# how can i sell more?



## darenisdopeee (Oct 10, 2007)

Hey,
I sale a good amount of tee shirts but i want to sale more.
I have good customer service and i ship shirts out asap. there all professionally made and alot of the time i give people free stuff.

But im not selling as much as i would like.
Any one got any ideas?
Believe me i promote sooo much.

got any ideas? 

thank you


----------



## petrock (Apr 17, 2008)

*Re: how can i sale more?*

How about promoting your self at concerts, especially rock concerts. 

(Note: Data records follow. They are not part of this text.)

PR #73769, opened 2024-07-03
ref(related_issues): Fix naming

armenzg:
My original code uses incorrect naming (subtitle <-> message).

This is a no-op change.

Issue Details ([code](https://github.com/getsentry/sentry/blob/fb4c0e3df5e80c06a0397fcaa4774477f43d1adc/static/app/components/eventOrGroupHeader.tsx#L126-L133), [code](https://github.com/getsentry/sentry/blob/fb4c0e3df5e80c06a0397fcaa4774477f43d1adc/static/app/components/eventOrGroupHeader.tsx#L61-L69) & [code](https://github.com/getsentry/sentry/blob/fb4c0e3df5e80c06a0397fcaa4774477f43d1adc/static/app/components/eventOrGroupTitle.tsx#L32)):
image

Trace Issue Event:
image

### DIFF
--- a/static/app/views/issueDetails/traceTimeline/traceIssue.tsx
+++ b/static/app/views/issueDetails/traceTimeline/traceIssue.tsx
@@ -19,7 +19,7 @@ export function TraceIssueEvent({event}: TraceIssueEventProps) {
   const organization = useOrganization();
   const project = useProjectFromSlug({organization, projectSlug: event['project.name']});
   const issueId = event['issue.id'];
-  const {title, subtitle} = getTitleSubtitle(event);
+  const {title, subtitle, message} = getTitleSubtitleMessage(event);
   const avatarSize = parseInt(space(4), 10);
 
   const referrer = 'issue_details.related_trace_issue';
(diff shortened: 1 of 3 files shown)


static/app/views/issueDetails/traceTimeline/traceIssue.tsx
```diff
@@ -59,26 +59,29 @@ export function TraceIssueEvent({event}: TraceIssueEventProps) {
         <TraceIssueDetailsContainer>
           <NoOverflowDiv>
             <TraceIssueEventTitle>{title}</TraceIssueEventTitle>
-            <TraceIssueEventTransaction>{event.transaction}</TraceIssueEventTransaction>
+            <TraceIssueEventSubtitle>{subtitle}</TraceIssueEventSubtitle>
```
armenzg, line 62: Right now, I'm making `subtitle` be `event.transaction` to prevent changing anything but the true source is `culprit` which we don't fetch

static/app/views/issueDetails/traceTimeline/traceIssue.tsx
```diff
@@ -59,26 +59,29 @@ export function TraceIssueEvent({event}: TraceIssueEventProps) {
...
-          <NoOverflowDiv>{subtitle}</NoOverflowDiv>
+          <NoOverflowDiv>{message}</NoOverflowDiv>
         </TraceIssueDetailsContainer>
       </TraceIssueLinkContainer>
     </Fragment>
   );
 }
 
-function getTitleSubtitle(event: TimelineEvent) {
+function getTitleSubtitleMessage(event: TimelineEvent) {
```
vartec, line 71:
```suggestion
function getTitleSubtitleAndMessage(event: TimelineEvent) {
```

vartec (approved):

Issue #59320, opened 2023-11-02
Expand client outcomes on the stats page


cleptric:
Today, we only expose three categories to our users.

<img width="360" alt="Screenshot 2023-11-02 at 22 39 38" src="https://github.com/getsentry/sentry/assets/6617432/b454d73e-b1ce-450d-8500-0a5866fdd7a2">

This makes debugging issues with the SDKs too cumbersome.
We should expose some stats we show on `_admin`.

<img width="549" alt="Screenshot 2023-11-02 at 22 41 05" src="https://github.com/getsentry/sentry/assets/6617432/df617d57-1fb5-420b-8a23-f56209bccfef">

cleptric:
In https://github.com/getsentry/sentry/issues/67801, there was an ask to set up alerts on certain outcomes. We should consider this as well.

matejminar:
Related: https://github.com/getsentry/sentry/issues/42940

PR #73774, opened 2024-07-03
feat(stats): Display subseries in tooltip

priscilawebdev:
### Goal

On the stats page, we aim to provide more detailed information about the statistics. Currently, we display the outcomes: Accepted, Filtered, and Dropped, but we should also include specifics about what was filtered and what was dropped.

**Before:**

image

**After:**
image

### Note

Discarded will be included in a follow-up

Part of https://github.com/getsentry/sentry/issues/59320


scttcper (approved):

static/app/views/organizationStats/usageStatsOrg.tsx
```diff
@@ -115,7 +117,7 @@ class UsageStatsOrganization<
     return {
       ...queryDatetime,
       interval: getSeriesApiInterval(dataDatetime),
-      groupBy: ['category', 'outcome'],
+      groupBy: ['category', 'outcome', 'reason'],
```
scttcper, line 120: does this need to be behind a feature flag?

priscilawebdev: If I recall correctly, no, but let me check again to confirm.

vgrozdanic (approved):

matejminar (approved):
Looks good to me.

Could we do something about this huge tooltip? Perhaps only show non-zero values?
CleanShot 2024-07-04 at 14 45 14@2x

priscilawebdev:
@matejminar sure thing! I created the [issue](https://github.com/getsentry/sentry/issues/73829) and will work on it in a follow-up 😉

PR #73801, opened 2024-07-03
fix(replay): Include timestamps in the useExtractedPageHtml cache key

ryan953:


ryan953:
Duplicate of https://github.com/getsentry/sentry/pull/73752

PR #74143, opened 2024-07-11
feat(breadcrumbs): Add feedback to drawer

leeandher:
Adds the feedback widget to the header of the drawer. Adding it here instead of the base page since if the drawer is open, they've seen the entire new experience prior to writing in.

To allow feedback to be submitted properly, I had to prevent outside clicks from closing the drawer. That said, the close button is sticky now, so users should always be able to quickly close the drawer if they need.

Also fixes a bug where HTTP crumbs would not expand the default depth size of 2 on the base page.

image

**todo**
- [x] Double check that this doesn't act funky with the drawer in getsentry

### DIFF
--- a/static/app/components/events/breadcrumbs/breadcrumbsDataSection.tsx
+++ b/static/app/components/events/breadcrumbs/breadcrumbsDataSection.tsx
@@ -1,4 +1,4 @@
-import {Fragment, useCallback, useMemo} from 'react';
+import {Fragment, useCallback, useMemo, useRef} from 'react';
 import styled from '@emotion/styled';
 
 import ProjectAvatar from 'sentry/components/avatar/projectAvatar';
@@ -18,11 +18,13 @@ import {
   getSummaryBreadcrumbs,
 } from 'sentry/components/events/breadcrumbs/utils';
 import {EventDataSection} from 'sentry/components/events/eventDataSection';
+import useFeedbackWidget from 'sentry/components/feedback/widget/useFeedbackWidget';
 import useDrawer from 'sentry/components/globalDrawer';
 import {
   IconClock,
   IconEllipsis,
   IconFilter,
+  IconMegaphone,
   IconSearch,
   IconSort,
   IconTimer,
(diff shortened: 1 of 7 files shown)


roggenkemper (approved):

static/app/components/events/breadcrumbs/breadcrumbsDataSection.tsx
```diff
@@ -194,6 +199,35 @@ export default function BreadcrumbsDataSection({
   );
 }
 
+function BreadcrumbsFeedback() {
+  const buttonRef = useRef<HTMLButtonElement>(null);
+  const feedback = useFeedbackWidget({
```
malwilley, line 204: @leeandher I actually just added a different way of doing this if you're interested. You can just use `useFeedbackForm()` which will return an `openForm()` function

static/app/components/events/breadcrumbs/breadcrumbsDataSection.tsx
```diff
@@ -194,6 +199,35 @@ export default function BreadcrumbsDataSection({
...
+    buttonRef,
+    messagePlaceholder: t('How can we make breadcrumbs more useful to you?'),
```
malwilley, line 206: We should pass `tags` here to differentiate this feedback from the other feedbacks. I did this [here](https://github.com/getsentry/sentry/pull/74116/files#diff-656d36abacc50a0e0713a3222927e65e2668506bfb6fe21314be7088fc55d582R296) (you may need to rebase to be able to add this prop)

If you follow the same naming convention it would be `feedback_source: 'issue_breadcrumbs'` (or similar)

static/app/components/events/breadcrumbs/breadcrumbsDataSection.tsx
malwilley: > To allow feedback to be submitted properly, I had to prevent outside clicks from closing the drawer.

You won't have to do this actually with `useFeedbackForm()`! I added it because I had the same problem with the search bar.

leeandher: I implemented the new hook (thanks!) but I still had the same problem with outside clicks. The drawer is set to close if a click is registered on any element that isn't a child of the drawer, so since the form is rendered outside it, it still has the same issue. Is there something I missed?

malwilley: Ah yes you're right that it doesn't prevent that. The thing useFeedbackForm avoids is the feedback form being closed when the trigger unmounts.

Something you may want to look at is using `useOverlayAria()` (which we use in useOverlay) for the drawer component. That accepts a `shouldCloseOnInteractOutside` prop which you could use here to prevent feedback interactions from closing the drawer.

PR #74148, opened 2024-07-11
ref(replay): render obj strings properly in StructuredEventData

michellewzhang:

render strings properly with quotations in the `StructuredEventData` component in the network tab.

strings in objects now look like this:
SCR-20240711-iwfj

### DIFF
--- a/static/app/components/structuredEventData/index.tsx
+++ b/static/app/components/structuredEventData/index.tsx
@@ -185,7 +185,7 @@ export function StructuredData({
     );
   }
 
-  if (typeof value === 'string' || config?.isString?.(value)) {
+  if (typeof value === 'string') {
     if (config?.isString?.(value)) {
       const stringValue = config.renderString?.(value) ?? value;
 
--- a/static/app/components/structuredEventData/index.tsx
+++ b/static/app/components/structuredEventData/index.tsx
@@ -185,7 +185,7 @@ export function StructuredData({
     );
   }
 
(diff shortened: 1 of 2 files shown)


static/app/components/structuredEventData/index.tsx
```diff
@@ -185,7 +185,7 @@ export function StructuredData({
     );
   }
 
-  if (typeof value === 'string') {
+  if (typeof value === 'string' || config?.isString?.(value)) {
```
malwilley, line 188: It looks like we make this check on the line below already?

static/app/views/replays/detail/network/details/sections.tsx
```diff
@@ -39,6 +39,12 @@ export type SectionProps = {
   startTimestampMs: number;
 };
 
+const config = {
```
malwilley, line 42: This config makes sense though! I think this is all you need

malwilley: It might make sense for this to be the default for the component and have the event details page pass in the custom config actually. But we can do that later

static/app/components/structuredEventData/index.tsx
michellewzhang: ahh you're right, i'll remove

malwilley (approved):

billyvg (approved):
Oooh nice

PR #74150, opened 2024-07-11
ref(similarity): Change flags to be be internal instead of options

jangjodi:
Change similarity flags to be internal instead of using options
Project list was too long to be applied in options automator

Requires https://github.com/getsentry/getsentry/pull/14597


vartec (approved):
FWIW, now that's its fully launched, you can also use Flagpole for this.

mrduncan:
> FWIW, now that's its fully launched, you can also use Flagpole for this.

Unfortunately this is one case where we can't - the list of opted-in projects is _massive_

PR #74153, opened 2024-07-11
chore(replay): Frontend timeline gap feature flag

c298lee:
Backend ff: https://github.com/getsentry/sentry/pull/74140


michellewzhang (approved):
not related to the ff but could we make the ReplayTimelineEvents component name more specific if it's just showing the gaps?

c298lee:
> not related to the ff but could we make the ReplayTimelineEvents component name more specific if it's just showing the gaps?

omg I put the flag in the wrong spot let me fix it

michellewzhang (changes requested):
wait nvm i think you did the ff check on the wrong component! should be on the gaps component up above

michellewzhang (approved):
WOO

PR #74155, opened 2024-07-11
chore(fe): Surface Id in Project/Org Settings

iamrajjoshi:
After we started supporting Ids in our APIs, we would like to make a similar change in our CLI. For our users to actually use CLI, we should surface the ids for their org and projects more prominently. 

Here I add it to their settings page. 
image
image
image

### DIFF
--- a/static/app/views/settings/organizationGeneralSettings/organizationSettingsForm.tsx
+++ b/static/app/views/settings/organizationGeneralSettings/organizationSettingsForm.tsx
@@ -57,7 +57,7 @@ function OrganizationSettingsForm({initialData, onSave}: Props) {
       setValue(_, _name) {
         return organization.id;
       },
-      help: `This is the organization's unique identifier. It cannot be changed.`,
+      help: `The unique identifier for this organization. It cannot be modified.`,
     };
 
     formsConfig[0].fields = [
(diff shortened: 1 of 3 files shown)


static/app/views/settings/organizationGeneralSettings/organizationSettingsForm.tsx
```diff
@@ -48,8 +49,21 @@ function OrganizationSettingsForm({initialData, onSave}: Props) {
...
     const formsConfig = cloneDeep(organizationSettingsFields);
+    const organizationIdField: FieldObject = {
+      name: 'organizationId',
+      type: 'string',
+      disabled: true,
+      label: t('Organization ID'),
+      setValue(_, _name) {
+        return organization.id;
+      },
+      help: `This is the organization's unique identifier. It cannot be changed.`,
```
schew2381, line 60: this is more subjective, but I think this matches the other settings text slightly better
```suggestion
      help: `The unique identifier for this organization. It cannot be modified.`,
```

iamrajjoshi: good call, i updated the project id description as well

schew2381:
What about for teams 🥺

schew2381:
what about for everything else with a slug 🥺

iamrajjoshi:
> what about for everything else with a slug 🥺

i want to prioritize the slugs that will be used in the CLI for now, which is project and org

schew2381 (approved):
alright fine

PR #74160, opened 2024-07-11
feat(query-builder): Add analytics for autocomplete actions

malwilley:
Adds the rest of the analytics events to match what we log in SmartSearchBar (plus a couple extra):

- When a filter key is autocompleted
- When an operator is changed in the dropdown
- When a filter value is autocompleted
- When a filter value is manually entered

### DIFF
--- a/static/app/components/searchQueryBuilder/filterKeyOperator.tsx
+++ b/static/app/components/searchQueryBuilder/filterKeyOperator.tsx
@@ -21,6 +21,8 @@ import {
 } from 'sentry/components/searchSyntax/parser';
 import {t} from 'sentry/locale';
 import {space} from 'sentry/styles/space';
+import {trackAnalytics} from 'sentry/utils/analytics';
+import useOrganization from 'sentry/utils/useOrganization';
 
 type FilterOperatorProps = {
   item: Node<ParseResultToken>;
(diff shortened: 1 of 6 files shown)


roggenkemper (approved):

MichaelSun48 (approved):

static/app/components/searchQueryBuilder/filterKeyOperator.tsx
```diff
@@ -206,6 +209,15 @@ export function FilterKeyOperator({token, state, item}: FilterOperatorProps) {
       options={options}
       value={operator}
       onChange={option => {
+        trackAnalytics('search.operator_autocompleted', {
+          organization,
+          query,
+          search_type: savedSearchType === 0 ? 'issues' : 'events',
```
mrduncan, line 215: Thoughts on a function to convert the enum to a display string? If other product areas adopt this `savedSearchType` will probably end up not being 0 or 1 and it seems probable we'll miss updating at least one of these

malwilley: You make a good point - I pulled this logic over from SmartSearchBar without really thinking about it, but this isn't the right way to be logging this with all the new use cases. I'll follow up with that function

PR #74165, opened 2024-07-11
ref(metric-extraction): Increase timeout for experimental config

k-fish:
### Summary
The only one going over is widget specs, looks to be by a small amount (1-2 seconds), but it's been creeping up over the last few weeks.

Hire a street marketing team, have them wear the tshirts to walk through crowds.


----------



## pantheon (Apr 15, 2008)

*Re: how can i sale more?*

There's a lot you can do to sell more. Are you advertising online? Do you put ads in magazines or newspapers? Try grass-roots marketing ideas...they are great for businesses just getting off the ground.


----------



## darenisdopeee (Oct 10, 2007)

*Re: how can i sale more?*

We looked into advertising in magazines and its like thousands of dollars.
we will do that in the future but i dont think we should do it now.

any other ideas?


----------



## Dori (Mar 26, 2008)

do you sell at markets and fairs? Might be worth looking into...


----------



## tyty0207 (Oct 19, 2007)

Tell us what you are doing now to sell shirts right now. That would help us give you advice on what else you could be doing.


----------



## TripleT (Apr 29, 2007)

What are you doing off-line? Your style should work well at street fairs.


----------



## MentinkiZM (Apr 16, 2008)

Read -

http://www.t-shirtforums.com/t-shirt-marketing/t46498.html

&

http://www.t-shirtforums.com/t-shirt-marketing/t46498.html


Might give you a few ides on online advertising and marketing.


----------



## TripleT (Apr 29, 2007)

MentinkiZM said:


> Read -
> 
> http://www.t-shirtforums.com/t-shirt-marketing/t46498.html
> 
> ...


 
Tim - Good Work on the Tutorial.


----------



## MentinkiZM (Apr 16, 2008)

Ty Ty. 

Thinking about making another one about selling directly on myspace. Somthing you and others might be interested in?


----------



## darenisdopeee (Oct 10, 2007)

Trust me i already use friend blaster. ive been using it for a couple months now. i bought the unlimited version. It works okay. i mean it gets me a lot of friends but alot of friends dosent mean alot of sales.

Myspace and my website are my number 1 source of marketing. Im not really sure what else i could do. I thought about walking around LA and giving like 10 free shirts out to random kids with stickers. But that wouldnt work much. I also slapped my stickers all over MEL ROSE and im not sure if that worked. 

And selling at markets would require business licenses i believe which i dont have.


----------



## NorthcuttDesign (Apr 13, 2008)

Make 5000 business cards and do it the old fashioned way. 

Beat feet.

Walk/run/drive door to door, meeting business owners/managers early in the day. 

Shake hands. Introduce yourself.
Give them a card. Do this every day if you can. 

Keep doing it until you run out of business cards.

Repeat.

This is a highly effective method most people don't use because they're too lazy or don't have the time. Do it all day and your phone will ring the next day.


----------



## kingtee (May 6, 2007)

Northcuttdesign is right on the money! You
have to hustle hustle and keep hustling. If you love what you do it shouldn't be a problem. The more satisfied customers you have the more repeat business will come your way. Don't be afraid to ask for a referral a happy customer won't mind telling friends and coworkers about you!


----------



## Peace2TheRest (Feb 6, 2008)

Have you started wholesale runs yet?

Hit up all the local and other t-shirt shops around you, take samples, a line sheet, and be professional, try and sell yourself as much as your design and hopefully you will get in stores, this will promote you and make you look professional


----------



## fdsales (Jul 1, 2007)

NorthcuttDesign said:


> Make 5000 business cards and do it the old fashioned way.
> 
> Beat feet.
> 
> ...


TOTALLY AGREE!! Been in this biz 23 years, and there is NO more effective advertising than above. I would add that your business cards should be well designed, one that really "pops" with design & color. Don't cheap out on this...the better the design on your cards, the more likely it will get saved. Boring business cards are just that....boring ...and usually wind up in the trash. If you can't, won't, don't have the time, then hire someone who can & will, but make sure anyone you hire in sales you have a NON-COMPETE contract signed. Last thing you want to happen is to get this person well trained, have them writing good orders, and then get lured away by a competitior not only to take all that training done at your expense with them, but also the customers they call on, as well as perhaps some of your house accounts they just happen to know about. Can happen, does happen, happened to us.


----------



## DaPeoplesBarber (Apr 7, 2008)

A word of advice..."The only time Success comes before Work is in the dictionary"......NorthcutDesigns is right on the $$$$$. I'm only 26 yrs old and I own the best Barber Shop in South Texas and just started up with a clothing line. I know I am were I am today because of my faith in God and because I hustle! 100%


----------